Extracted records

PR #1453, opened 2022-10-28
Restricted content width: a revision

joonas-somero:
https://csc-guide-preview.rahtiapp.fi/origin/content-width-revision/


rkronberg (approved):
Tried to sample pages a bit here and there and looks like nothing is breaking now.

---

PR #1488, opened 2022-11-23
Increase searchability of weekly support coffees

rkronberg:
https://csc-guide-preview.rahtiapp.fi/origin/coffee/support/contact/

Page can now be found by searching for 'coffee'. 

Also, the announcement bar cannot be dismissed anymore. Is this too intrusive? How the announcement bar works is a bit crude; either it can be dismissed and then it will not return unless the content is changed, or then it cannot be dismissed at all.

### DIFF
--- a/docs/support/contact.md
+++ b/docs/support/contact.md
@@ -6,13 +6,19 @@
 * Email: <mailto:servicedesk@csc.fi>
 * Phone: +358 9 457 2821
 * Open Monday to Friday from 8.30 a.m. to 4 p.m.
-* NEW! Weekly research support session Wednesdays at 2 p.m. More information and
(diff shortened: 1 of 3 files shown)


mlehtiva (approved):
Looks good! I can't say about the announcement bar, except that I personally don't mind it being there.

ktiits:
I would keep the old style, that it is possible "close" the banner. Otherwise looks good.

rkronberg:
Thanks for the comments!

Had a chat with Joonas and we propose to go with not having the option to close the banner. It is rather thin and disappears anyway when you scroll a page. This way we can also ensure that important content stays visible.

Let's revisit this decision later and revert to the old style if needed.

• Goal of the exercise
Using the data above, print exactly the lines from the line that contains "Had a chat with" through the line that contains "Let's revisit this", with both included.

• Reply to the task
Had a chat with Joonas and we propose to go with not having the option to close the banner. It is rather thin and disappears anyway when you scroll a page. This way we can also ensure that important content stays visible.

Let's revisit this decision later and revert to the old style if needed.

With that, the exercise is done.